El helado artesano suele moverse en un overrun del 20 al 45%, lo que lo hace más denso y sabroso, pero también más caro. En el supermercado, la opción más equilibrada son las marcas que respetan el umbral de los 430 gramos por litro sin recurrir a aditivos que imiten cremosidad.

Si buscas ligereza sin aire extra, los helados de agua o sorbetes tienen menos grasa y no necesitan incorporar tanto overrun. Otra opción son los helados vegetales (de leche de coco o almendra), aunque en estos el aire suele camuflarse con espesantes; revisa igualmente el peso.

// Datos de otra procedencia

PR #358, opened 2021-04-16
Strip query parameters before parsing URI path

gscho:
## Description

The previously submitted solution breaks when there is a `/` in an auth token. This time we first remove everything after the first encountered `?` and then parse the last item in the URI's path.

## Related Issue
N/A

## Types of changes

- [x] Bug fix (non-breaking change which fixes an issue)

## Checklist:


jeremy-clerc:
Hello,
Could you tell me how you tested this new sed / the url you are trying to strip ? So I can try to fix it and make it work with your use case while not breaking kitchen cf #368.

Thanks

jeremy-clerc:
Ok I think it is the ` that is in the wrong place

PR #373, opened 2021-12-17
Update support to include amazon linux 2022

jeremiahsnapp:
Signed-off-by: Jeremiah Snapp <jeremiah@chef.io>


tas50 (approved):

tas50:
You might want to try this on a box first. I ran into some issues with it when I tried.

PR #380, opened 2022-08-05
Match on 64 for architecture because of different languages

tpowell-progress:
Signed-off-by: Thomas Powell <powell@progress.com>

## Description
Installs on non-English Windows may fail to match on "64-bit" due to localized arch names, but especially non-Latin alphabet versions, e.g., Chinese 64-bit obarchitecture is returned as "64 位"

Match on "64" only for confirming 64-bit install. 32-bit should be the exceptional case at this point, anyway.

## Related Issue
INFC-220 

## Types of changes
- [X] Bug fix (non-breaking change which fixes an issue)

## Checklist:

- [X] I have read the **CONTRIBUTING** document.
- [X] I have run the pre-merge tests locally and they pass.
- [X] All new and existing tests passed.
- [X] All commits have been signed-off for [the Developer Certificate of Origin](https://github.com/chef/chef/blob/master/CONTRIBUTING.md#developer-certification-of-origin-dco).

### DIFF
--- a/lib/mixlib/install/generator/powershell/scripts/helpers.ps1.erb
+++ b/lib/mixlib/install/generator/powershell/scripts/helpers.ps1.erb
@@ -20,7 +20,7 @@ function Get-PlatformVersion {
 }
 
 function Get-PlatformArchitecture {
-  if ((Get-Win32OS).osarchitecture -like '64-bit') {
+  if ((Get-Win32OS).osarchitecture -match '64') {
     $architecture = 'x86_64'
   } else {
     $architecture = 'i386'


lib/mixlib/install/generator/powershell/scripts/helpers.ps1.erb
```diff
@@ -20,7 +20,7 @@ function Get-PlatformVersion {
 }
 
 function Get-PlatformArchitecture {
-  if ((Get-Win32OS).osarchitecture -like '64-bit') {
+  if ((Get-Win32OS).osarchitecture -match '64') {
```
marcparadise, line 23: ARM64 is not a concern, right?

marcparadise: We would need further modifications to this script to support arm64 in any case, and this change will not make that situation any worse.

marcparadise (approved):

PR #381, opened 2022-09-16
Remove support for versions of ruby prior to 2.6

marcparadise:
Ruby 2.5 and earlier are all EOL and are no longer receiving security updates.

Signed-off-by: Marc A. Paradise <marc.paradise@gmail.com>


vkarve-chef (approved):

jaymzh (approved):

marcparadise:
Note that windows build was failing prior to this PR, and is not addressed here.

marcparadise:
Will update this further - even though we can't test these older versions, there may still be cases where they get pulled in and will work (like chef-install cookbook for upgrades).   After update, it will leave in 'soft' support (conditional gems by version) but remove the unsupported ruby versions.

jaymzh:
@marcparadise ping? :)

jaymzh:
This relates to: https://github.com/chef/mixlib-install/issues/400

@marcparadise - I'm unclear on the status of this PR - I think we can merge, but it's been 2 years, so we should at least rebase.

mixlib-install.gemspec
```diff
@@ -16,7 +16,7 @@ Gem::Specification.new do |spec|
   spec.files         = %w{LICENSE Gemfile Rakefile} + Dir.glob("*.gemspec") + Dir.glob("{bin,lib,support}/**/*")
   spec.executables   = ["mixlib-install"]
   spec.require_paths = ["lib"]
-
+  spec.required_ruby_version = ">= 2.6.0"
```
jaymzh, line 19: I  _think_ we decided not to force newer versions so people can use this on like an old Mac to get the latest chef... we wanted to go "soft" min requirement.

Gemfile
```diff
@@ -2,22 +2,14 @@ source "https://rubygems.org"
...
 
-gem "chef-utils", "= 16.6.14" if RUBY_VERSION < "2.6.0"
-
 group :test do
   gem "rake"
   gem "rspec"
   gem "webrick"
   gem "webmock", "~> 3.4"
   gem "contracts", "~> 0.16.0" # this entry can go away when ruby < 3 support is gone
-  if RUBY_VERSION < "2.6.0"
```
jaymzh, line 13: probably wanna leave the conditional here....

Gemfile
```diff
@@ -2,22 +2,14 @@ source "https://rubygems.org"
 
 gemspec
 
-gem "chef-utils", "= 16.6.14" if RUBY_VERSION < "2.6.0"
```
jaymzh, line 5: shall we leave this as well?

jaymzh (changes requested):

johnmccrae:
@marcparadise Is this still needed?

PR #399, opened 2024-10-22
Download install sh from new download api

ashiqueps:
## Description

The install.sh and install.ps1 files are moved to the new download API and maintained there. If the options has the new key, instead of building the file, download it from the new download api.

## Types of changes

## Checklist:

- [ ] If `Gemfile.lock` has changed, I have used `--conservative` to do it and included the full output in the Description above.

### DIFF
--- a/lib/mixlib/install/generator.rb
+++ b/lib/mixlib/install/generator.rb
@@ -22,11 +22,10 @@ module Mixlib
   class Install
     class Generator
       def self.install_command(options)
-        if options.for_ps1?
-          PowerShell.new(options).install_command
-        else
-          Bourne.new(options).install_command
-        end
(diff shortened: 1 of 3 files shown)


jaymzh (approved):
Thanks!

jaymzh:
After discussion, this PR isn't the cause of the failure, so we'll merge.

However, we *do* need to fix the build, and here's the context, so that it is written down somewhere:

This repo (`mixlib-install`), is the bootstrap mechanism for folks to get a modern build of ruby from a **system ruby** which may be old, and may be even an unsupported version. So, we need to look at all supported platforms, determine the oldest system ruby, and then bump our min version to that (or, that may mean keeping it where it is), then fixing our rubygem dependencies to accommodate that version.

PR #342, opened 2026-06-15
feat(PRIV-1977): deprecate zk proof path in dev multiproof mode

robriks:
## Summary

- Replaces `MockVerifier` deployment with `IVerifier(address(0xdead))` as the ZK verifier in dev multiproof mode (`sp1Verifier == address(0)`), making all ZK interactions hard-revert at the EVM level
- Adds 4 invariant tests proving the ZK path is permanently bricked: 
  - ZK proof submission reverts, 
  - ZK challenge reverts, 
  - ZK via `verifyProposalProof` reverts, and 
  - TEE-only resolution succeeds as `DEFENDER_WINS`

## Motivation

`MockVerifier` auto-accepts all ZK proofs, so anyone could submit a ZK challenge against a TEE-proved game. We've enabled instant TEE-trusted finality so the ZK path needs to be disabled entirely. 

Pointing `ZK_VERIFIER` at `address(0xdead)` (a codeless burn address) causes the Solidity ABI decoder to unconditionally revert on empty returndata, structurally disabling the ZK path without modifying `AggregateVerifier.sol`.

## Test plan

- [x] `forge test --match-path test/deploy/SystemDeploy.t.sol -vvv` — all 11 tests pass
- [x] `test_zkProofSubmission_reverts` — ZK proof at game creation reverts
- [x] `test_zkChallenge_reverts` — `challenge()` with ZK proof reverts  
- [x] `test_zkProofViaVerifyProposalProof_reverts` — `verifyProposalProof()` with ZK reverts
- [x] `test_resolve_succeedsWithTEEOnly` — TEE-only game resolves `DEFENDER_WINS`

### DIFF
--- a/scripts/deploy/SystemDeploy.s.sol
+++ b/scripts/deploy/SystemDeploy.s.sol
@@ -40,7 +40,6 @@ import { INitroEnclaveVerifier } from "interfaces/L1/proofs/tee/INitroEnclaveVer
 import { ISP1Verifier } from "interfaces/L1/proofs/zk/ISP1Verifier.sol";
 import { ZKVerifier } from "src/L1/proofs/zk/ZKVerifier.sol";
 import { DevTEEProverRegistry } from "test/mocks/MockDevTEEProverRegistry.sol";
-import { MockVerifier } from "test/mocks/MockVerifier.sol";
 import { Constants } from "src/libraries/Constants.sol";
 import { SemverComp } from "src/libraries/SemverComp.sol";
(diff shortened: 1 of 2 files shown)


dguenther (approved):

hughy (approved):
I think the only latent suggestion is that we add a guard (maybe around chainid?) so that dev configs can only be deployed on dev/test chains. Not a blocker since we are only doing dev chain POC right now!

PR #353, opened 2026-06-26
feat(L1): add ProtocolVersions upgrade schedule contract

PelleKrab:
## Summary

Adds `ProtocolVersions`, a Security Council-controlled L1 contract that
maintains an ordered registry of L2 upgrade activation timestamps and
commits to a reproducible `scheduleId` hash chain.

- **Registry**: upgrades are registered by name (e.g. `"canyon"`) with an
  owner-assigned protocol version; timestamps are set/cleared separately
  by the owner
- **chainTeam role**: a secondary address (appointed/revocable by the owner)
  that can only push already-scheduled activations further into the future
  via `delayTimestamp`, it cannot register, clear, or pull timestamps earlier
- **scheduleId**: a cumulative keccak256 chain over `(l2ChainId, address,
  ordered keys, current timestamps)`.
- **getSchedule**: single `eth_call` view returning the full ordered schedule
  (name, timestamp, protocol version, per-entry hash) for off-chain consumers

## Test plan

- [x] `forge test --match-path test/L1/ProtocolVersions.t.sol` passes
- [x] Confirm `scheduleId` reproducibility manually: compute chain from
  `(l2ChainId, address, ordered keys, timestamps)` and compare to
  `scheduleId()` return value
- [x] Verify `delayTimestamp` cannot be used to pull an activation earlier
  or to schedule a fresh one
- [x] Verify `setTimestamp(id, 0)` correctly clears a pending timestamp and
  reverts the `scheduleId` to the post-registration value

### DIFF
--- a/interfaces/L1/IProtocolVersions.sol
+++ b/interfaces/L1/IProtocolVersions.sol
@@ -8,12 +8,6 @@ import { IReinitializableBase } from "interfaces/universal/IReinitializableBase.
 /// @title IProtocolVersions
 /// @notice Interface for the ProtocolVersions upgrade schedule contract.
 interface IProtocolVersions is IProxyAdminOwnedBase, ISemver, IReinitializableBase {
-    struct Upgrade {
-        uint256 id;
-        uint64 timestamp;
-        bytes32 scheduleId;
-    }
-
     error ProtocolVersions_UnknownUpgrade(uint256 id);
     error ProtocolVersions_InvalidProtocolVersion();
     error ProtocolVersions_ActivationAlreadyPassed(uint256 id, uint64 activationTimestamp);
@@ -26,7 +20,7 @@ interface IProtocolVersions is IProxyAdminOwnedBase, ISemver, IReinitializableBa
     event UpgradeRegistered(uint256 indexed id);
     event MinimumProtocolVersionUpdated(uint256 indexed protocolVersion);
     event TimestampSet(uint256 indexed id, uint256 timestamp);
-    event ScheduleIdUpdated(bytes32 indexed newScheduleId, uint256 indexed blockNumber);
+    event ScheduleIdUpdated(bytes32 indexed newScheduleId);
     event ChainTeamUpdated(address indexed previousChainTeam, address indexed newChainTeam);
     event Initialized(uint8 version);
 
@@ -37,10 +31,10 @@ interface IProtocolVersions is IProxyAdminOwnedBase, ISemver, IReinitializableBa
     function scheduleId(uint256 id) external view returns (bytes32);
     function minimumProtocolVersion() external view returns (uint256);
 
-    function getSchedule() external view returns (Upgrade[] memory);
+    function getSchedule() external view returns (uint64[] memory);
 
     function initialize(address _chainTeam) external;
-    function registerUpgrade() external returns (uint256);
+    function registerUpgrade(uint64 timestamp, uint256 minProtocolVersion) external returns (uint256);
     function setMinimumProtocolVersion(uint256 protocolVersion) external;
     function setTimestamp(uint256 id, uint64 timestamp) external;
     function setChainTeam(address newChainTeam) external;
--- a/interfaces/L1/IProtocolVersions.sol
+++ b/interfaces/L1/IProtocolVersions.sol
@@ -34,12 +34,13 @@ interface IProtocolVersions is IProxyAdminOwnedBase, ISemver, IReinitializableBa
 
     function chainTeam() external view returns (address);
     function scheduleId() external view returns (bytes32);
+    function scheduleId(uint256 id) external view returns (bytes32);
     function minimumProtocolVersion() external view returns (uint256);
 
-    function getSchedule() external view returns (Upgrade[] memory schedule_);
+    function getSchedule() external view returns (Upgrade[] memory);
 
-    function initialize() external;
-    function registerUpgrade() external returns (uint256 id);
+    function initialize(address _chainTeam) external;
+    function registerUpgrade() external returns (uint256);
     function setMinimumProtocolVersion(uint256 protocolVersion) external;
     function setTimestamp(uint256 id, uint64 timestamp) external;
     function setChainTeam(address newChainTeam) external;
--- a/interfaces/L1/IProtocolVersions.sol
+++ b/interfaces/L1/IProtocolVersions.sol
@@ -7,8 +7,8 @@ import { ISemver } from "interfaces/universal/ISemver.sol";
 /// @notice Interface for the ProtocolVersions upgrade schedule contract.
 interface IProtocolVersions is ISemver {
     struct Upgrade {
-        string  name;
-        uint64  timestamp;
+        string name;
+        uint64 timestamp;
         uint256 protocolVersion;
         bytes32 scheduleId;
     }
--- a/interfaces/L1/IProtocolVersions.sol
+++ b/interfaces/L1/IProtocolVersions.sol
@@ -29,6 +29,7 @@ interface IProtocolVersions is IProxyAdminOwnedBase, ISemver, IReinitializableBa
     event TimestampSet(uint256 indexed id, uint256 timestamp);
     event ScheduleIdUpdated(bytes32 indexed newScheduleId, uint256 indexed blockNumber);
     event ChainTeamUpdated(address indexed previousChainTeam, address indexed newChainTeam);
+    event Initialized(uint8 version);
 
     function MIN_NOTICE() external view returns (uint64);
 
@@ -36,7 +37,7 @@ interface IProtocolVersions is IProxyAdminOwnedBase, ISemver, IReinitializableBa
     function scheduleId() external view returns (bytes32);
     function minimumProtocolVersion() external view returns (uint256);
 
-    function getSchedule() external view returns (Upgrade[] memory);
+    function getSchedule() external view returns (Upgrade[] memory schedule_);
 
     function initialize(uint256 _l2ChainId) external;
     function registerUpgrade() external returns (uint256 id);
--- a/interfaces/L1/IProtocolVersions.sol
+++ b/interfaces/L1/IProtocolVersions.sol
@@ -2,30 +2,30 @@
 pragma solidity ^0.8.0;
 
 import { ISemver } from "interfaces/universal/ISemver.sol";
+import { IProxyAdminOwnedBase } from "interfaces/L1/IProxyAdminOwnedBase.sol";
+import { IReinitializableBase } from "interfaces/universal/IReinitializableBase.sol";
 
 /// @title IProtocolVersions
 /// @notice Interface for the ProtocolVersions upgrade schedule contract.
-interface IProtocolVersions is ISemver {
+interface IProtocolVersions is IProxyAdminOwnedBase, ISemver, IReinitializableBase {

Para el maridaje, un buen helado de vainilla artesanal agradece un chorrito de aceite de oliva virgen extra y una pizca de sal. Si te decantas por un helado de chocolate más denso, una copa de vino dulce o un Pedro Ximénez crean un contraste espectacular. Y si te animas a hacerlo en casa, controlar tú el batido es la mejor garantía de calidad.

En definitiva, elegir un helado decente no es cuestión de marca, sino de cinco segundos mirando la etiqueta. El peso por litro es el detector de mentiras más fiable que tenemos como consumidores. Así que, ya sabes: menos aire y más helado.